The irony of unwanted sexual fantasy is that it will be the most honest portion of your life until you begin to address your past wounds and the difficulties of your present life. Apart from sheer willpower and militant surveillance, Jeff would not be able to stop using pornography until two core issues of his life were confronted.
For one, Jeff needed to address the reenactment occurring in pursuing a pornographic world where older women would pursue him in similar way to the erotic and harmful abuse he experienced. Secondly, Jeff’s depression stemming from his career plateau allowed pornography to take up residence like a squatter. His pornography use offered him a surrogate experience of “care,” but it only furthered the judgment against himself for his inability to move out of paralysis. The antidote was to take responsibility for his own care by pursuing therapeutic and professional guidance.
Sexual fantasies are messengers. You may not like the news they bring, but they will knock on the door of your life until you listen to what they need to tell you. In my experience, talking to your accountability partner or therapist about the possible meaning within your sexual fantasies will take you further into transformation than a hundred nights of prayerful despair.

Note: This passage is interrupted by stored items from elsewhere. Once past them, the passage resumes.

PR #2824, opened 2019-03-21
Create `events` package and `ValueEmitter`

wbinnssmith:
This creates the `@parcel/events` package, which will store all our event-oriented code like emitters, disposables, etc.

We have some bad habits:

```
~/s/parcel $ rg --type js "setTimeout\(" | wc -l
       6
~/s/parcel $ rg --type js "clearTimeout\(" | wc -l
       2
```

```
~/s/parcel $ rg --type js "\w+\.(on|addListener)\(" | wc -l
      41
~/s/parcel $ rg --type js "\w+\.(off|removeListener)\(" | wc -l
       1
```

(though `commander` uses `on` and doesn't create any subscriptions, but you get the point)

In short runs of Parcel, retaining references unnecessarily won't have much of an impact since the process exits quickly, but in scenarios like watch mode it's pretty easy for memory to balloon if these aren't cleaned up. I'd like to clean these up, as well as reduce our dependence on EventEmitter`.

Using `EventEmitter`s makes flow typing far more difficult by always needing to `any`-type unknown event names, adds a ton of room for error by misspelling event names, etc. We also limit our ability to have a more useful superclass when we subclass `EventEmitter`.

`ValueEmitter` represents a stream of a single type of value (of course a union type satisfies this). I think it's best if we use these internally and then expose a proper typed api through named methods. Other than that, it implements similar semantics as `EventEmitter` with a smaller api.

Instead of having a separate `removeListener`/`off` method, `ValueEmitter` returns an object with a `dispose`, which is a lot less awkward than passing back the original callback. These disposables compose nicely too, and I'd like to make classes that currently extend `EventEmitter` both have and be disposables.

Both Atom's [`event-kit`](https://github.com/atom/event-kit) and Nuclide's [`UniversalDisposable`](https://github.com/facebookarchive/nuclide/blob/master/modules/nuclide-commons/UniversalDisposable.js) are good examples of composable disposables and their concepts have influenced this PR (though an implementation of something like this is yet to land here).

Thanks to @matthewwithanm for looking this over and suggesting freeing the emitter reference and enforcing disposal, as seen in 0245d8f4.

Alternate implementation: We can continue extending `EventEmitter` and get some benefit from typing handlers for specific event types [like so](https://stackoverflow.com/questions/49411515/limiting-the-type-of-eventname-in-a-class-that-extends-eventemitter-with-flow), but we'd still have to allow a string fallback unless we overwrite `on` in our subclass to only accept certain event names, which is just as clumsy as creating individual emitters like we'd do here. Plus we'd still have to subclass `EventEmitter`.

Test Plan: flow, lint, test.


packages/core/logger/src/Logger.js
```diff
@@ -2,27 +2,18 @@
...
+import {ValueEmitter} from '@parcel/events';
 import {inspect} from 'util';
 
 class Logger {
-  // TODO: This can't be explicitly annotated as an EventEmitter since
-  // declared private properties with type annotations break eslint's
-  // no-unused-var rule (even with babel-eslint). Annotate this when
-  // things aren't broken: https://github.com/babel/babel-eslint/issues/688
-  #emitter = new EventEmitter();
+  _logEmitter: ValueEmitter<LogEvent> = new ValueEmitter();
```
wbinnssmith: moved this to an underscored property since this should be annotated, but the bug above prevents using a private property.

wbinnssmith:
Yep. @devongovett, @DeMoorJasper, have any thoughts?

packages/core/logger/src/Logger.js
```diff
@@ -2,27 +2,18 @@
...
-      dispose: () => {
-        this.#emitter.removeListener('log', cb);
-      }
-    };
+    return this._logEmitter.addListener(cb);
   }
 
   verbose(message: string): void {
-    this.#emitter.emit('log', {
+    this._logEmitter.emit({
```
DeMoorJasper: not sure if we should deviate from the standard eventemitter model that's part of Node.js.

Perhaps this can still remain as `emit(type, value)` ?

It would probably also make some stuff easier and possible faster for event listening? (if the listener only cares about 1 type)

wbinnssmith: > not sure if we should deviate from the standard eventemitter model that's part of Node.js.

I hear you. This implements the semantics of EventEmitter nearly identically, but with a slightly different API to help us better type things. The model is the same, except instead of registering arbitrary misspellable strings for `any`-typed callbacks there's a concrete, typed API and internal structure.

> Perhaps this can still remain as emit(type, value) ?

> It would probably also make some stuff easier and possible faster for event listening? (if the listener only cares about 1 type)

I should have provided a better example than the logger :P It's not that there's only one emitter with a single list of handlers, pushing the responsibility of filtering events to the caller.

Instead, the intent is that you create one value emitter for each type of "event" you'd use an EventEmitter for, along with a public method for registering listeners. 

This way, the "type" is encoded as part API and itself can have documentation, type annotation, etc.

Let's say in addition to wanting to observe logs, we wanted to observe "foo" events (like you would with `logger.on('foo', ...)`:

```js
class Logger {
  _logEmitter: ValueEmitter<LogEvent> = new ValueEmitter();
  _fooEmitter: ValueEmitter<Foo> = new ValueEmitter();

  onLog(cb: (event: LogEvent) => mixed): IDisposable {
    return this._logEmitter.addListener(cb);
  }
  
  onFoo(cb: (event: Foo) => mixed): IDisposable {
    return this._fooEmitter.addListener(cb);
  }
```

... and then you could emit Foos by calling `this._fooEmitter.emit(myFoo)` within the logger.

Re: easier -- I can totally relate to this too. Creating `n` emitters along with `n` public api methods for `n` "events" seems like a lot. But this way these events are very clearly part of the public api and can be easily documented and type checked. If we wanted to type an event emitter like in the [alternate suggestion](https://stackoverflow.com/questions/49411515/limiting-the-type-of-eventname-in-a-class-that-extends-eventemitter-with-flow), it would probably look something like this (I've never actually done/tested this; just riffing on that SO post):

```js
class Logger extends EventEmitter {
	on('log', (log: Log) => mixed)): this;
	on('foo', (foo: Foo) => mixed)): this;
	on(event: string, ...args: Array<any>): this;
	emit('log', log: Log): this;
	emit('foo', foo: Foo): this;
	emit(event: string, ...args: Array<any>): this;
}
```

...which not only loses the typesafety in the misspelled-event-name case, since it must at minimum satisfy the `EventEmitter` interface, but IMHO is just as tedious and verbose.

wbinnssmith:
Some extra examples:
  * A very common pattern in Atom, where an EventEmitter is created internally (rather than extending EventEmitter) [but  public methods are created for each event](https://github.com/atom/atom/blob/master/src/package-manager.js#L104-L106).
  * [RxJS Subjects](http://reactivex.io/documentation/subject.html), which these are similar to in that they implement both consumers and producers of a single type of values over time. Rx is much larger in scope, though.
    * [An example in Nuclide of creating internal Subjects and exposing a typed API](https://github.com/facebookarchive/nuclide/blob/01f18e6e4b7126fde5684396daf67038d3a8402f/modules/nuclide-debugger-common/VsDebugSession.js#L70-L83)

wbinnssmith:
I played around with typing `EventEmitter` as an intersection type:

```js
class Logger {
  emitter: {|
    on(event: 'log', handler: (LogEvent) => mixed): void,
    addListener(event: 'log', handler: (LogEvent) => mixed): void,
    emit(event: 'log', n: LogEvent): void;
    on(event: 'foo', handler: (Foo) => mixed): void,
    addListener(event: 'foo', handler: (Foo) => mixed): void,
    emit(event: 'foo', n: Foo): void
  |} & EventEmitter;
}
```

Unfortunately this still means we lose some type-safety as a handler for foo receives `Foo | any`. Afaik, there's no way around this since we have to implement the any-typed EventEmitter interfaces. @jamiebuilds -- I'd love to know if it's do better than this.

The other option is leave all EventEmitters with their standard `any`-typed interfaces and only type the public api. This would would provide type-safety as far as the public interface goes but not internally.

Thoughts?

wbinnssmith:
Does anyone feel strongly against this being merged?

Sexual Brokenness Is the Stage of Redemption
Porn searches await your curiosity and invite your kindness. Romans 2:4 is clear that the kindness of God is what leads to change. Very often it is our self-hatred that blinds us from seeing the kind face of God. It is my firm conviction that God is neither surprised nor ashamed of our sexual struggles, but understands them to be the very stage through which the work of redemption will be played out. If sexual struggles are not grounds for judgment, they are the very geography where we come to know the kindness and transforming power of God.
A few questions to consider:
- What are the specific pornography searches that tend to arouse you the most? What might these sexual fantasies symbolize?
- What age were these sexual fantasies established? What was going on in your life at the time?
- Think of a time in the last 6 months when you used pornography to provide you relief and simultaneously find power amidst depression or futility.